IX. Св. Григорий Палама (XIV век)
В творениях св. Григория Паламы [361] мы наблюдаем дальнейшее развитие идей отрицательного богословия, в связи с знаменитыми спорами о Фаворском свете [362], которые велись между сторонниками св. Григория, с одной стороны (так наз. исихастами), и последователями Варлаама и Акиндина — с другой, и окончились церковным осуждением последних. Вопрос поставлен был так: представляет ли свет, осиявший Христа на Фаворе и виденный апостолами, прямое действие Божие, Его «энергию» (ενέργεια), несозданную и вечную, или же он есть только чувственное знамение в доступной для грубого понимания учеников форме? (Теперь сказали бы: имеет ли он онтологическое значение или же есть лишь «психологизм»?)

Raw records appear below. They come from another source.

PR #5769, opened 2023-12-13
enforce entryname is null or nonempty for lambda events - sorting issue

denis-yuen:
**Description**
Was a confusing issue, so at first it looked like nulls were not being sorted consistently. 
Added a hack relying on hibernate to configure sorting of nulls, then reverted it (kept it in the commit history in case it becomes useful later)

After more experimentation, turns out the issue is we have both empty string entryname and null entryname lambda events but they look the same in the ui and sort differently which is confusing 
Enforcing that only null entrynames should exist like with workflows for consistency and since there are a lot more of them
In a blast from the past, this is basically a newer version of https://github.com/dockstore/dockstore/pull/1063

From qa dump 
```
webservice_test=# select count(*) from lambdaevent where entryname is null;
 count  
--------
 497633
(1 row)

webservice_test=# select count(*) from lambdaevent where entryname = '';
 count 
-------
    37
(1 row)

webservice_test=# select count(*) from workflow where workflowname is null;
 count 
-------
  2579
(1 row)

webservice_test=# select count(*) from workflow where workflowname = '';
 count 
-------
     0
```

**Review Instructions**
Sort by workflow name in github app logs, should look more consistent if you have a mix of entrynames and no entrynames. 
Test only after accompanying ui PR is merged

**Issue**
https://ucsc-cgl.atlassian.net/browse/SEAB-6060

**Security and Privacy**

None

### DIFF
--- a/dockstore-webservice/src/main/resources/migrations.1.15.0.xml
+++ b/dockstore-webservice/src/main/resources/migrations.1.15.0.xml
@@ -300,4 +300,16 @@
             <column name="topicai" type="varchar(150 BYTE)"/>
         </addColumn>
     </changeSet>
+    <changeSet id="lambdaEntryNameConvertEmptyStringToNull" author="dyuen">
+        <update schemaName="public"
+                tableName="lambdaevent">
+            <column name="entryname"/>
+            <where>entryname = ''</where>
+        </update>
+    </changeSet>
+    <changeSet id="lambdaEntryNameNotEmptyConstraint" author="dyuen" >
+        <sql dbms="postgresql">
+            ALTER TABLE lambdaevent add constraint lambdaevent_entryname_notempty check (entryname &lt;&gt; '')
+        </sql>
+    </changeSet>
 </databaseChangeLog>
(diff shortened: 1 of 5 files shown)


kathy-t (approved):

svonworl (approved):

dockstore-webservice/src/main/resources/migrations.1.15.0.xml
```diff
@@ -300,6 +300,18 @@
...
     </changeSet>
+    <changeSet id="lambdaEntryNameConvertEmptyStringToNull" author="dyuen">
+        <update schemaName="public"
+                tableName="lambdaevent">
+            <column name="entryname"/>
+            <where>entryname = ''</where>
+        </update>
+    </changeSet>
+    <changeSet id="lambdaEntryNameNotEmptyConstraint" author="dyuen" >
+        <sql dbms="postgresql">
```
coverbeck, line 311: Although it's extremely unlikely to happen, especially since 1.15 calls for 1.14 downtime, shouldn't this be in the same changeset as line 303? In theory an empty workflow could get introduced between the two transactions.

coverbeck (approved):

Этим поставлен был и более общий вопрос: существует ли несозданная, следовательно, вечная божественная энергия, которою Бог открывается людям, единая, но многообразная и многоликая, нераздельная, но разделяющаяся для приобщающихся ее благодатному воздействию, или же Бог непосредственно открывается людям, употребляя для этого тварные, во времени созидаемые средства? Св. Григорий Палама развивал в своих сочинениях, опираясь на труды своих предшественников, учение о трансцендентной сущности Божией, Его ουσία, и раскрывающейся в мире Его мощи — δύναμις и действенности — ενέργεια. Бог осуществляет Себя как Бог в своей энергии или энергиях, учение же об Его ουσία характеризуется чертами отрицательного богословия, ибо ουσία остается вполне недоступна, трансцендентна для тварей, не только для человека, но и для ангелов. «Пресущественность Божия (την ύπερουσιότητα την θείαν) не может быть ни названа словом, ни понимаема, ни созерцаема каким бы то ни было образом, она превосходит все и выше познания (ύπεράγνωστον), она пребывает недосягаема и для необъятной силы выше небесных умов, для всех оставаясь совершенно и навсегда непостижимой и неизреченной. И никаким именем не может быть она названа ни на языке (κατά) нынешнего века, ни будущего; не может ее выразить никакое слово (λόγος), рождающееся в душе или произносимое устами; не достигает ее никакое чувство или помышление (επαφή τις αισθητή ή νοερά); не может быть она выражена никаким образом (φαντασία). Разве только кто назовет ее непостижимейшею совокупностью отрицаний (εξ αποφάσεων τελεωτάτην άκαταληψίαν), как самое высшее абстрагирование от (ύπεροχικώς άφαιρουμένην) всего, что есть, и всего, что говорится. Поэтому и нельзя, собственно говоря (κυρίως), назвать по–настоящему ни самую сущность (οϋσίαν), ни ее природу, сознавая эту истину превыше всякой истины. Хотя в то же время она есть причина всего, и все существует от нее и ради нее, и сама она, существуя раньше всего и просто и неограниченно (απλώς και απεριορίστως), преднаметила в себе все, она должна именоваться во всем (εκ πάντων), однако не в собственном смысле» (κυρίως) [363].